PR #839, opened 2022-12-27
Generalize spline tax functions to 2D

prrathi:
This PR addresses issue #828 through [pyGAM](https://pygam.readthedocs.io/en/latest/) which enables monotonic splines for any number of dimensions. It creates a new method within `monotone_spline` function alongside new arguments to specify the method and necessary inputs. Also adds a new function `avg_by_bin_2d` for binning data with any number of x dimensions (maybe the function name should be changed) that's used in the 2d case for the tax data example created in `test_txfunc.py`. @jdebacker @rickecon

PR #848, opened 2023-01-21
Release 0.10.3

jdebacker:
This PR prepares the release of OG-Core v 0.10.3

### DIFF
--- a/ogcore/__init__.py
+++ b/ogcore/__init__.py
@@ -19,4 +19,4 @@ from ogcore.tax import *
 from ogcore.txfunc import *
 from ogcore.utils import *
 
-__version__ = "0.10.2"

··········

The full set of entries, copied exactly, is the expected answer.

PR #839, opened 2022-12-27
Generalize spline tax functions to 2D

prrathi:
This PR addresses issue #828 through [pyGAM](https://pygam.readthedocs.io/en/latest/) which enables monotonic splines for any number of dimensions. It creates a new method within `monotone_spline` function alongside new arguments to specify the method and necessary inputs. Also adds a new function `avg_by_bin_2d` for binning data with any number of x dimensions (maybe the function name should be changed) that's used in the 2d case for the tax data example created in `test_txfunc.py`. @jdebacker @rickecon

PR #848, opened 2023-01-21
Release 0.10.3

jdebacker:
This PR prepares the release of OG-Core v 0.10.3

### DIFF
--- a/ogcore/__init__.py
+++ b/ogcore/__init__.py
@@ -19,4 +19,4 @@ from ogcore.tax import *
 from ogcore.txfunc import *
 from ogcore.utils import *
 
-__version__ = "0.10.2"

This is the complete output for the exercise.